Must Go Faster, Must Go Faster

Now that we have a way to verify that any new version we make is correct, we can quickly work to come up with faster solutions. I think that the original snippet probably had the right idea with the general shape of its code. Counting down by decrementing an index or continuing until the array is empty just rubs me the wrong way. So lets see what we can optimize.

The original code again:

original = (arr, size) ->
  iter = Math.floor(arr.length / size);
  out = []
  for i in [0..iter-1] by 1
    tmp = []
    for x in [0..size-1] by 1
      tmp.push arr[x]
    arr.splice 0, size
    out.push tmp
  if arr.length > 0
    out.push arr
  return out

The seemingly obvious optimization here is that the inner loop is unnecessary. Array.prototype.splice is already returning the values that we’re pushing into tmp, so why not just store those off instead?

replaceInnerLoopWithSplice = (arr, size)->
  iter = Math.floor(arr.length / size)
  out = []
  for i in [0..iter-1] by 1
    out.push(arr.splice 0, size)
  if arr.length > 0
    out.push arr
  return out

Adding this to our test suite, we can see that the behavior is correct. However, running this through JSPerf, we see that this actually had a negative impact on our performance.

It seems like we’ve somehow dropped off a fast path here. Maybe using the results of the splice prevents some optimization that was happening when it was unused? Nothing seems obviously wrong, but it’s clear we’ll need a new tactic if we want actual gains.

The next obvious improvement is that we’re making a whole lot of changes to the beginning of our array, meaning we get whole lot of O(n) shifts. It seems like this should be O(n²), so avoiding that would be clutch. To do this, we can use slice instead of splice to non-destructively grab the values we want and then splice out the non-remainder in one swoop.

sliceThenSplice = (arr, size)->
  out = []
  end = arr.length
  for i in [0..end-1] by size
    out.push arr.slice(i, i+size)
  entriesToRemove = arr.length - (arr.length % size)
  arr.splice 0, entriesToRemove
  return out

Again, our tests come up clean. But this time, in JSPerf, we get 50% boost in Chrome, and a whopping 2800% increase in Firefox! In terms of absolute speed, Firefox is actually still behind Chrome. FF really needs to get on copying Chrome optimizations of splice though. The difference is enormous!

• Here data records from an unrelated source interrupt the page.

Issue #332, opened 2024-12-08
Support automatic scheduled runs


micahflee:
This was a vague plan from the beginning, but I got this feature request:

> I'm excited for the Bluesky features to come, but I wanted to register a vote for automation — that is, scheduled runs of Cyd on my machine — as the most useful feature you could add. I'm a journalist and I run Cyd to delete all tweets from four or more days ago, so I don't have an archive of old tweets that people can take out of context and weaponize to try to get me fired. My current routine is to run Cyd first thing every morning, but I have to remember to do that and sometimes I don't. Obviously a scheduled deletion would only work if my laptop is open, but it usually is. I would create an Automator or Shortcuts action to do it on my mac, but it appears Cyd needs to configure those actions itself which probably doesn't make sense for a cross-platform app.

I think this feature would require a few things:

- A system tray icon, probably which you can minimize/close Cyd to, so it can always be running in the background
- Some new UI flow for creating scheduled jobs, with options for indexing and deleting

micahflee:
Bluesky desktop parity sharpens the intended scheduling model and adds a notification requirement:

- Scheduling should be **reminder-driven**, not unattended deletion. A due schedule prompts the user to open the account, review the proposed save/delete work, and explicitly start it.
- Desktop reminders should use **local operating-system notifications**. They must not depend on Cyd server push notifications.
- Notification behavior should work with the desktop lifecycle we choose (for example, while Cyd is running/minimized); the UI must state clearly when Cyd cannot deliver reminders.
- Clicking a notification should deep-link to the relevant local account and its pending review flow.
- Multiple accounts and coincident reminders must remain distinguishable and must not create duplicate pending work.
- Imported archive settings must not silently create or enable schedules; schedules remain local client settings.
- Missing notification permission or OS support must degrade visibly without causing any account action to run automatically.

This intentionally differs from the original request for automatic scheduled runs: notification delivery is automation, but destructive account actions still require explicit user review and confirmation.

This requirement comes from the cross-platform Bluesky design documented in the repository glossary and ADR 0014.

_(This comment was written by an LLM)_

PR #403, opened 2025-02-17
if logged in, update user activity

redshiftzero:
This PR updates the Cyd server with usage data in compliance with Lockdown Systems' Privacy Policy. An API request gets sent after the Plausible analytics data to Cyd server:

When you run this PR against https://github.com/lockdown-systems/cyd-server/pull/128 you'll see:

```
api-1         | 02-17 20:45 werkzeug     INFO     172.19.0.1 - - [17/Feb/2025 20:45:30] "POST /user/activity HTTP/1.1" 200 -
```

### DIFF
--- a/src/cyd-api-client.ts
+++ b/src/cyd-api-client.ts
@@ -567,4 +567,22 @@ export default class CydAPIClient {
             return this.returnError("Failed to subscribe to newsletter. Maybe the server is down?")
         }
     }
+
+    // User activity
+
+    async postUserActivity(): Promise<boolean | APIErrorResponse> {
+        if (!await this.validateAPIToken()) {
+            return this.returnError("Failed to get a new API token.")
+        }
+
+        try {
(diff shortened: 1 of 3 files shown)


micahflee (changes requested):
This works great! Each time you open the Cyd app it updates the last accessed date.

However, if you open the Cyd app and you're not logged in, it should also update the last accessed date as soon as logging in is successful, somewhere around here: https://github.com/lockdown-systems/cyd/blob/main/src/renderer/src/modals/SignInModal.vue#L134-L154

Also, if we ever do #332, it's possible that someone might open Cyd and keep it open and actively in use for weeks but without updating the last accessed timestamp. Maybe there should be a `setInterval` that just automatically updates it (if logged in) every 6 hours or something. That could live in `App.vue`. So if the app is open in the background for days and days, we'll have the right day.

micahflee (approved):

Finally, we saw above that using splice instead of a looped copy was actually slower. Could that also be the case for slice?

grabThenSplice = (arr, size)->
  out = []
  end = arr.length
  for i in [0..end-1] by size
    temp = []
    for j in [0..size-1] by 1 when i+j < end
      temp.push arr[i+j]
    out.push temp
  entriesToRemove = arr.length - (arr.length % size)
  arr.splice 0, entriesToRemove
  return out

All tests are clean again, and in JSPerf, it seems like Chrome actually got slower by about 10%, while Firefox improved by about 50%, passing Chrome in absolute performance.

Conclusions

Overall, we made some pretty solid gains. Our fastest version ran 2.5 times faster than the original in Chrome and a massive 89 times faster in Firefox. It seems like slice and splice could use a bit of tuning in Firefox, but that might be easier said than done.

I think we’ve pretty much peaked on performance at this point. We’re accessing each index a single time and removing n entries a single time, both of which are required by our test cases. Any optimization from this point is just going to be trying to have the loop hit a sweet spot in the JavaScript engine.